Rz. 111
Die vorstehenden Ausführungen sind unter Berücksichtigung der – auch unter Geltung der DSGVO weiterhin anwendbaren – Richtlinie 2002/58/EG zu kontrollieren. Unter dem 25.11.2009 haben das Europäische Parlament und der Rat der Europäischen Union mit der Richtlinie 2009/136/EG weitreichende Änderungen dieser Richtlinie beschlossen, die am 19.12.2009 in Kraft getreten sind. Insbesondere die Änderungen in Art. 5 Abs. 3 RiL 2002/58/EG sind in Bezug auf die Verwendung von Cookies von Bedeutung. Hier heißt es:
Rz. 112
Zitat
"Die Mitgliedstaaten stellen sicher, dass die Speicherung von Informationen und der Zugriff auf Informationen, die bereits im Endgerät eines Teilnehmers oder Nutzers gespeichert sind, nur gestattet ist, wenn der betreffende Teilnehmer oder Nutzer auf Grundlage von klaren und umfassenden Informationen, die er gemäß der Richtlinie 95/46/EG u.a. über die Zwecke der Verarbeitung erhält, seine Einwilligung gegeben hat. Dies steht einer technischen Speicherung oder dem Zugang nicht entgegen, wenn der alleinige Zweck die Durchführung der Übertragung einer Nachricht über ein elektronisches Kommunikationsnetz ist oder wenn dies unbedingt erforderlich ist, damit der Anbieter eines Dienstes der Informationsgesellschaft, der vom Teilnehmer oder Nutzer ausdrücklich gewünscht wurde, diesen Dienst zur Verfügung stellen kann."
Rz. 113
Dies hat weitreichende Folgen in Bezug auf die Verwendung von Cookies. Zahlreiche Autoren, unter ihnen beispielsweise der Bundesdatenschutzbeauftragte Schaar, sehen in der – bisher wenig beachteten Neuregelung des Art. 5 Abs. 3 RiL 2002/58/EG das "Ende der Cookies". Auch wenn in vorgenanntem Richtlinientext der Begriff des Cookies nicht explizit genannt ist, ist unschwer zu erkennen, dass genau diese von der Neuregelung umfasst sein sollen.
Rz. 114
Das hier normierte Opt-In-Erfordernis gilt nur dann nicht, wenn der alleinige Zweck die Durchführung oder Übertragung einer Nachricht über ein elektronisches Kommunikationsnetz ist oder wenn dies "unbedingt erforderlich" ist, damit der Anbieter eines Dienstes der Informationsgesellschaft, der vom Teilnehmer oder Nutzer ausdrücklich gewünscht wurde, diesen Dienst zur Verfügung stellen kann.
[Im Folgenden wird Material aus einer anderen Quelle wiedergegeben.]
PR #486, opened 2026-06-16
feat!: make `mapping_type` optional 

### LINKED ISSUE #462: `mapping_type` should be an optional param in the GET mappings endpoint
### Describe the bug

Es stellt sich die Frage, ob neben den – mit Blick auf Art. 5 Abs. 3 RiL 2002/58/EG sicherlich ohne Einwilligung des Betroffenen unzulässigen – Permanent- und Flash-Cookies auch ein Ende der Session-Cookies vorgegeben ist. Eine restriktive Auslegung des Richtlinientextes könnte dahingehen, dass auch für die Installation und Verwendung der Session-Cookies zwingend eine Einwilligung des Nutzers erforderlich ist. Somit weicht der Richtlinientext ("unbedingt erforderlich") von den bisherigen Überlegungen ab, die lediglich von der "Erforderlichkeit", nicht jedoch von der "unbedingten Erforderlichkeit" ausgehen. Soweit diese – wie im geschilderten Warenkorbfall (Rdn 87) – zwingend notwendig sind, um eine bestimmte Funktionalität zu ermöglichen, mag die "unbedingte Erforderlichkeit" gegeben sein. In allen anderen Fällen, in denen die Verwendung der Session-Cookies "nur" Erleichterung der Nutzung und damit der Bequemlichkeit des Nutzers dient, könnte generell eine konkrete – auf die Verwendung des Session-Cookies – gerichtete Einwilligung des Nutzers gefordert werden.
Rz. 115
Ob dies tatsächlich der Fall ist, erscheint fraglich. Schaar geht davon aus, dass "bei solchen Cookies eine Einwilligung entbehrlich ist, die technisch erforderlich sind, um den jeweiligen Dienst zu erbringen". Schaar interpretiert dies so, "dass für das Setzen von Session-Cookies – jedenfalls im Regelfall – auch weiterhin keine Einwilligung gegeben werden muss. Diese Differenzierung zwischen für die Dienstleistung notwendigen und solchen Cookies, die zur Profilbildung verwendet werden, entspreche der Systematik des Datenschutzrechtes, sodass davon auszugehen sei, dass jedenfalls die Verwendung von Session-Cookies regelmäßig als zulässig angesehen werden muss. Unter Berücksichtigung der Rechtsprechung der neueren Rechtsprechung des EuGH bleibt in allen anderen Fällen die Möglichkeit bestehen, die Verwendung ggf. über die berechtigte Interessenwahrnehmung im Sinne des Art. 6 Abs. 1 lit. f) DSGVO zu rechtfertigen. Ist dies nicht möglich, ergibt sich zwingend das Erfordernis der Einwilligung des Nutzers in ihre Verwendung."